|
Wilde planten in Nederland en België |
|
Gele anemoon - Anemone ranunculoides
Frysk-Giele anemoan
English-Yellow Anemone
Français-Anémone jaune
Deutsch-Gelbes Windröschen
Synoniemen
Familie-Ranunculaceae (Ranonkelfamilie)
Naamgeving (Etymologie)-Anemone komt van het Griekse anemos (wind), door de spoedig afvallende kelkbladen, die door de wind worden meegevoerd. Anemone was een nimf aan het hof van de godin Flora. Floras Zephyr, de god van de wind, werd verliefd op Anemone, waarna ze door de jaloerse godin Flora in een bloem werd veranderd. Ranunculoides betekent ranonkelachtig.

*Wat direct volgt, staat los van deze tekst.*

PR #59, opened 2020-08-27
Add support for address answers

MebinAbraham:
### PR Context
Add support for new "Address" answer type introduced in: https://github.com/ONSdigital/eq-questionnaire-runner/pull/261

### Checklist

### DIFF
--- a/schemas/answers/address.json
+++ b/schemas/answers/address.json
@@ -1,0 +1,37 @@
+{
+  "$id": "https://eq.ons.gov.uk/answers/address.json",
+  "$schema": "http://json-schema.org/draft-07/schema",
+  "answer": {
+    "type": "object",
+    "properties": {
+      "id": {
+        "$ref": "https://eq.ons.gov.uk/common_definitions.json#/identifier"
+      },
+      "q_code": {
+        "$ref": "https://eq.ons.gov.uk/common_definitions.json#/q_code"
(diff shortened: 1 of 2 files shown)


schemas/answers/address.json
```diff
@@ -0,0 +1,37 @@
+{
+  "$id": "https://eq.ons.gov.uk/answers/address.json",
+  "$schema": "http://json-schema.org/draft-07/schema",
+  "answer": {
+    "type": "object",
+    "properties": {
+      "id": {
+        "$ref": "https://eq.ons.gov.uk/common_definitions.json#/identifier"
+      },
+      "q_code": {
```
LJBabbage, line 10: q_code? Are we supporting business on this one

MebinAbraham: Runner still support data version 0.0.1 hence `q_code` is kept.

berroar (commented):
Does this need a valid test schema to go with it?

MebinAbraham:
> Does this need a valid test schema to go with it?

I'm not sure we need it for new JSON definitions as we don't currently do this for example all answers/question types. We tend to when we have custom python logic to go alongside it. But I guess we have had mixed solutions.

berroar (approved):

LJBabbage (approved):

Beschrijving (Klik op een afbeelding om te vergroten).
Levensduur-Overblijvend.
Plantvorm- Geofyt.
Hoofdbloei-Maart t/m mei.
Afmeting-15-25 cm.
|
|
|
|
Wortels-Een bruine, kruipende wortelstok. De soort groeit meestal in groepen.
|
|
|
|
Stengels-Groepjes vormend. De steel van de wortelbladen is kaal. De rechtopstaande bloeistengels zijn behaard met fijne haartjes.
|
|
|
|
Bladeren-Zwak giftig. De drie stengelbladen zijn behaard en 4-8 cm. Ze vormen een krans en staan op een zeer korte steel (tot 0,5 cm). De stengelbladen zijn dus vele malen langer dan hun steel. Ze zijn bijna tot de voet gedeeld in drie langwerpige naar voren gerichte en grof gezaagde slippen. Wortelbladen zijn niet aanwezig tijdens de bloei.
|
|
|
|
Bloemen-Tweeslachtig. De gele, 1½-2 cm grote bloemen staan met één tot drie bij elkaar, aan korte bloemstelen. Ze hebben meestal vijf (soms tot acht), eironde tot ronde bloemdekbladen, die van buiten behaard zijn. Onder de bloemen groeien drie kortgesteelde in drie slippen verdeelde bladen. Het vruchtbeginsel is bovenstandig, er is één stijl en veel meeldraden.
|
|
|
|
Vruchten en zaden-Een eenzadige dopvrucht of nootje. De vruchten zijn dicht kort borstelig behaard. Ze worden verspreid door mieren. De zaden zijn zeer kortlevend (korter dan één jaar). Tweezaadlobbig.
|
|
|
|
Biotoop
Bodem-Beschaduwde plaatsen op vochtige, matig voedselarme tot matig voedselrijke, maar wel stikstofrijke, humeuze, kalkrijke, vaak kleiige grond.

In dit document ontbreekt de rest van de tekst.